She nods. “It’s so cool.” Then she says, “Tell me about running. Why do you like it?”
No one has ever asked me this so directly before. Either people like running or they don’t. Either people get it or they don’t. And if they don’t, they just think people who like it are crazy.
Which is okay.
That makes us even.
But now I have to explain why I like it, and I’m not sure where to start. “Uh … running, or racing?”
She thinks, then says, “Running. Like this morning.”
“Hm.” I try to put my finger on it. “Because it feels like freedom?”
She nods thoughtfully.
“And your mind travels places where it doesn’t normally go.…”
“Huh?”
“Like dreaming in real time?” I laugh. “Never mind. It sounds crazy.”
She laughs too, so I say the next thing that pops into my mind. “I love the morning air on my face—it’s one of the best things about running. The rest of your body’s warm, but your face is cool.” I laugh again. “I totally get why dogs like to stick their head out of car windows. Running’s like that but with fewer bugs in your teeth.”
She laughs again, then sighs and says, “I wish I could feel that.”
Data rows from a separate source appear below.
PR #5405, opened 2026-06-21
Update guzzlehttp/guzzle to 7.12.1 to resolve two security advisories

magicsunday:
The currently pinned `guzzlehttp/guzzle` 7.11.0 is affected by two security advisories (both medium), fixed in 7.12.1:

- *Dot-only cookie domains match all hosts* (`PKSA-93qv-9n9h-6k6p`, affected `< 7.12.1`)
- *Silent HTTPS proxy downgrade to cleartext* (`PKSA-k22t-f949-t9g6`, affected `< 7.12.1`)

This bumps the exact pin `7.11.0` → `7.12.1` and its transitive `guzzlehttp/psr7` `2.11.0` → `2.12.1`. After the bump `composer audit` reports no advisories.

Because guzzle is pinned to the exact affected version, Composer's advisory-blocking policy (`policy.advisories.block`, default in Composer 2.10+) currently refuses to resolve it, so a clean `composer install`/`update` fails until the pin moves to 7.12.1.

### DIFF
--- a/composer.json
+++ b/composer.json
@@ -49,7 +49,7 @@
         "fisharebest/algorithm": "1.6.0",
         "fisharebest/ext-calendar": "2.6.0",
         "fisharebest/localization": "1.17.0",
-        "guzzlehttp/guzzle": "7.11.0",
+        "guzzlehttp/guzzle": "7.12.1",
         "illuminate/database": "13.14.0",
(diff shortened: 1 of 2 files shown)


fisharebest:
Thanks!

“What?” I kid her. “Your mom won’t let you stick your head out the window while she’s driving? What kind of mom do you have?”
“A good one!” Then she says, “Now racing.”
“Huh? Oh—what do I like about racing?”
She nods, so I give that some thought and finally tell her, “It’s electric. From stepping into your lane until you cross the finish line … every cell of your body is charged.”
“Going over the finish line must be wonderful.”
I laugh. “Especially if you’re the first one there.”
“But … it means you finished. You made it. Even if you don’t get a medal.”
I look at her. “You’re very philosophical about the finish line.”
She gives a thoughtful nod. “It’s symbolic.” I nod too, because I’m sure I know what she means, but then she adds, “Because it’s also the starting line.”
For some reason this thought startles me. And I think about all the races where this is true—the 400, the 800, the 1600, all the relays—and it shocks me that I have never looked at it this way.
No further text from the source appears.